Twittamentary: il documentario sul mondo Twitter

pubblicato da claudiasantini

Uno dei trend di Internet è il meta-argomento: scrivere un post che parla di come scrivere post, effettuare il check-in su Foursquare per un evento Foursquare, scattare una Instagram di Instagram, parlare di Twitter tramite Twitter e via dicendo. Se uniamo questo aspetto, che può essere divertente, alla riscoperta di Twitter quale mezzo di informazione esteso su più fronti (dalla condivisione di ciò che mangiamo al supporto delle proteste in Africa) non possiamo stupirci dell’iniziativa di Tan Siok Siok: Twittamentary, un documentario sperimentale sugli utenti di ogni giorno che utilizzano Twitter.

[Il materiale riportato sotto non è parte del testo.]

PR #456, opened 2020-02-06
fix(playroom): Update webpack config

michaeltaranto:


config/playroom/makePlayroomConfig.js
```diff
@@ -38,5 +38,9 @@ module.exports = () => ({
     module: clientWebpackConfig.module,
     resolve: clientWebpackConfig.resolve,
     plugins: clientWebpackConfig.plugins,
+    optimization: {
+      ...clientWebpackConfig.optimization,
```
mattsjones: I think we should let playroom drive the rest of optimisation section.

PR #468, opened 2020-03-24
Update to Jest 25

mattsjones:


.prettierignore
```diff
@@ -9,4 +9,5 @@ dist-start/
 dist-storybook/
 report/
 template/
-.changeset/*.md
\ No newline at end of file
+.changeset/*.md
+CHANGELOG.md
```
michaeltaranto: Whats the reason for ignoring this?

mattsjones: It's auto-generated by changesets and it breaks our rules.

PR #470, opened 2020-03-25
Remove support for .css.js files

mattsjones:


test/test-cases/ssr-hello-world/src/App.js
```diff
@@ -1,11 +1,10 @@
 import React from 'react';
 import lessStyles from './lessStyles.less';
-import jsStyles from './jsStyles.css.js';
 import logo from './logo.png';
 
 export default () => (
-  <div className={`${lessStyles.root} ${jsStyles.root}`}>
```
markdalgleish: This has made me realise that code like this won't break the build, and values like this one will resolve as `undefined`. Instead, we should probably throw an error if any `.css.js` files are detected, otherwise we run the risk of silently breaking styles when upgrading.

mattsjones: https://github.com/seek-oss/sku/pull/470/commits/eab86323fb9c06ba31a48eea4baa75dc90c5aa44

PR #471, opened 2020-03-25
Remove deprecated react-treat re-exports from sku/treat

mattsjones:


mattsjones:
This uses the new import/export types in typescript 3.8. To make sure this works correctly for everyone I've force updated all babel and typescript deps.

PR #474, opened 2020-03-29
Update html-render-webpack-plugin

mattsjones:


scripts/start.js
```diff
@@ -81,20 +72,17 @@ const localhost = '0.0.0.0';
...
+        htmlRenderPlugin
+          .renderWhenReady({
+            route: matchingRoute.route,
+            routeName: matchingRoute.name,
+            site: getSiteForHost(req.hostname),
+            environment: environments.length > 0 ? environments[0] : undefined,
+          })
+          .then((html) => res.send(html))
+          .catch((renderError) => {
+            const webpackStats = renderError.webpackStats.toJson();
```
jahredhope: I'm worried that errors aren't a happy time, and weird things happen. Can we check if webpackStats exists? It's not an expected use-case, but errors rarely work as expected :)

mattsjones: Good shout 👍

PR #495, opened 2020-04-16
Add support for sku-telemetry

mattsjones:


.changeset/lovely-buttons-shout.md
```diff
@@ -0,0 +1,5 @@
+---
+'sku': patch
+---
+
+Add metrics for core scripts
```
markdalgleish, line 5: Might be worth adding a note here to install the package, rather than letting them find out the hard way?

mattsjones: Was just adding this haha. Is what I added enough or should we add more reasoning?

markdalgleish: I'd say go a step further and add the commands for both yarn and npm here, so it's literally just a copy and paste.

scripts/build-ssr.js
```diff
@@ -24,10 +27,20 @@ const { port } = require('../context');
     await run(webpack(serverConfig));
     await copyPublicFiles();
 
-    console.log(green('Sku build complete!'));
-  } catch (e) {
-    console.error(red(e));
+    const timeTaken = performance.now();
+    track.timing('build_ssr', timeTaken, { status: 'success' });
```
jahredhope, line 31: Using a seperate key for build_ssr will make it hard to report on 'how many builds of any kind have happened'.
Would it make sense to call the key 'build' and move ssr into a tag?
```suggestion
    track.timing('build', timeTaken, { status: 'success', type: 'ssr' });
```

mattsjones: Addressed this for both build and start

PR #502, opened 2020-05-06
Add CSP support

mattcompiles:


docs/docs/csp.md
```diff
@@ -0,0 +1,56 @@
...
+
+If you need to allow scripts that are only known client side (e.g. scripts loaded by tag managers) you can add their URLs to the `cspExtraHosts` array in `sku.config.js`.
+
+### Extra SSR Setup
+
+As sku doesn't handle the returned HTML in SSR apps, any extra scripts (scripts not created by sku) must be registered.
+
+In the `renderCallback` function, register all extra script tags (inline and external) via the `registerScript` function.
+
+> If you are using multi-part reponses via the `flushHeadTags` API, all scripts must be registered before sending the the initial response.
```
markdalgleish, line 19:
```suggestion
> If you are using multi-part responses via the `flushHeadTags` API, all scripts must be registered before sending the the initial response.
```

entry/client/index.js
```diff
@@ -30,9 +30,9 @@ if (process.env.NODE_ENV === 'development') {
 loadableReady(() => {
   let clientContext = {};
 
-  if (window[clientContextKey]) {
-    clientContext = window[clientContextKey];
-    delete window[clientContextKey];
+  const dataElement = document.getElementById(clientContextKey);
+  if (dataElement) {
+    clientContext = JSON.parse(dataElement.textContent);
```
markdalgleish, line 35: Love this 👏

entry/render/index.js
```diff
@@ -1,16 +1,18 @@
...
 
 import render from '__sku_alias__renderEntry';
 
 const libraryName = SKU_LIBRARY_NAME;
 const publicPath = __SKU_PUBLIC_PATH__;
+const csp = __SKU_CSP__;
 
 export const serializeConfig = (config) =>
-  `<script>window.${clientContextKey} = ${serializeJavascript(
+  `<script id="${clientContextKey}" type="application/json">${serializeJavascript(
```
markdalgleish, line 13: Now that this is JSON rather than JavaScript, might need to be mindful that [serialize-javascript](https://www.npmjs.com/package/serialize-javascript) supports a superset of JSON, so we might need to ensure that only strict JSON is allowed here.

entry/csp.js
```diff
@@ -0,0 +1,95 @@
...
+    if (src) {
+      addScriptUrl(src);
+    } else if (
+      !scriptTypeIgnoreList.includes(scriptNode.getAttribute('type'))
+    ) {
+      addScriptContents(scriptNode.firstChild.rawText);
+    }
+  };
+
+  const registerScript = (script) => {
```
jahredhope, line 42: Is there any way for this script to fail if headers have already been flushed once? If I understand correctly right now the new script will just not be returned in the second head flush, leading to any registredScripts to not be white-listed silently.
```ts
if(csp.hasReturned) {
  throw new Error(`Unable to register script. Content Security Policy already sent. Try registering scripts before calling flushHeadTags. Script: ${script.substr(0, 30)}`);
}
```

entry/csp.js
```diff
@@ -0,0 +1,95 @@
...
+      policies.join(' '),
+      '">',
+    ].join('');
+  };
+
+  const handleHtml = (html) => {
+    const root = parse(html, { script: true });
+
+    if (!root.valid) {
+      throw new Error('Invalid HTML');
```
jahredhope, line 80: How leniant is `node-html-parser`? It seems like this would be the first time we are validating a consumer's end HTML, which means that this could pick up a few typos in some project's big template strings.
If so, is it worth making this error message a little more verbose?
```suggestion
      throw new Error(`Unable to parse HTML in order to create CSP tag. Check the output of renderDocument for invalid HTML. Error: ${root.error}`);
```

entry/csp.js
```diff
@@ -0,0 +1,95 @@
...
+      inlineCspShas.push(`'sha256-${sha}'`);
+    }
+
+    const scriptSrcPolicy = [
+      `'self'`,
+      ...hosts.values(),
+      ...inlineCspShas,
+    ].join(' ');
+
+    policies.push(`script-src ${scriptSrcPolicy};`);
```
markdalgleish, line 67: Is this the only item in the array? Does it even need to be an array?

entry/csp.js
```diff
@@ -0,0 +1,102 @@
...
+    if (tagReturned) {
+      throw new Error(
+        `Unable to register script. Content Security Policy already sent. Try registering scripts before calling flushHeadTags. Script: ${script.substr(
+          0,
+          30,
+        )}`,
+      );
+    }
+
+    const root = parse(script, { script: true });
```
jahredhope, line 53: I'm just thinking now... this is on one of the hotest/critical paths of a server render. And most scripts will just be static strings re-used for every render.
It would be nice to have some way to pre-parse this HTML so we don't need to redo it everytime. I'm not sure memoization would work here as only some scripts may be static, some may change with every render.

I don't think there is anything to do now, but perhaps a future feature may allow you to pre-parse scripts like:
```ts
interface CsPValidAnalyticsScript {
  src?: string,
  content?: string,
}
const cspValidAnalyticsScript = generateCspValidScript(script);

registerScript(cspValidAnalyticsScript);
```

entry/csp.js
```diff
@@ -0,0 +1,102 @@
...
+
+    return `<meta http-equiv="Content-Security-Policy" content="${scriptSrcPolicy};">`;
+  };
+
+  const handleHtml = (html) => {
+    const root = parse(html, { script: true });
+
+    if (!root.valid) {
+      throw new Error(
+        `Unable to parse HTML in order to create CSP tag. Check the following output of renderDocument for invalid HTML.\n${html}`,
```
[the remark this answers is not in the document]
mattcompiles: I hear you, but how else can they debug the issue?

entry/csp.js
```diff
@@ -0,0 +1,102 @@
+import { createHash } from 'crypto';
+import { parse } from 'node-html-parser';
+import { URL } from 'url';
+
+const scriptTypeIgnoreList = ['application/json', 'application/ld+json'];
+
+const defaultBaseName = 'http://relative-url';
+
+const hashScriptContents = (scriptContents) =>
+  createHash('sha256').update(scriptContents).digest('base64');
```
zsims, line 10: awesome 👏

test/test-cases/multiple-routes/app/sku.config.js
```diff
@@ -4,4 +4,6 @@ module.exports = {
   environments: ['production'],
   port: 8202,
   publicPath: '/static/place',
+  cspEnabled: true,
+  cspExtraHosts: ['https://error-tracking.com', 'https://fb-tracking.com'],
```
zsims, line 8: this is brilliant :-)

.changeset/unlucky-bags-exist.md
```diff
@@ -0,0 +1,7 @@
+---
+'sku': minor
+---
+
+Add Content Security Policy generation
```
zsims, line 5: should we clarify that this is just for `script-src`?

config/webpack/webpack.config.js
```diff
@@ -29,6 +29,8 @@ const {
   sourceMapsProd,
   supportedBrowsers,
   displayNamesProd,
+  cspEnabled,
+  cspExtraHosts,
```
zsims, line 33: Similar to the above question, is it worth clarifying this is for scripts, e.g. `cspExtraScriptSrcHosts` ? Bit of a mouthful though

entry/csp.js
mattcompiles: Yeah I thought about this as well. Happy to add something later to improve the perf.

entry/csp.js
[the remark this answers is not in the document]
jahredhope: Could we do the same as the script error message, put a reasonable limit on the HTML. Just enough to know what the HTML roughtly looks like but by pointing them to renderDocument they know if they need more info they can log out their renderDocument function.
```
html.length > 400 ? `${html.subStr(0, 200)}...` : html;
```
The limit can be quite high because it's just about not completely spamming the console out.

Tan Siok Siok è un filmmaker di Singapore che intende rispondere alla domanda “What’s happening?” via video, la stessa domanda che Twitter pone ai suoi utenti. Per la precisione Twittamentary chiede come Twitter abbia cambiato la vita dei propri affezionati e delle persone intorno ad esse, fondendo gli aspetti del documentario con quelli dell’interazione di tipo Social Media. Gli utenti possono interagire con la produzione, in tempo reale, mentre guardano il film (che nel frattempo continua ad evolversi).

Il film è composto da racconti raccolti via Twitter, scelti utilizzato i feedback ricevuti sul Web, e i protagonisti vengono filmati durante il viaggio New York - Chicago - Los Angeles. Questi ultimi sono sempre in contatto con il team di produzione tramite Twitter e la narrativa viene plasmata tramite gli interventi in tempo reale di altri utenti tramite Tweetups. Il film prenderà la forma definitiva verso la fine di quest’anno, dopo i cambiamenti apportati dai vari feedback ricevuti nel tempo.

Tutta la promozione di Twittamentary avverrà tramite “via”. Pensate che questo tipo di documentari abbiano un reale valore informativo o lascino il tempo che trovano?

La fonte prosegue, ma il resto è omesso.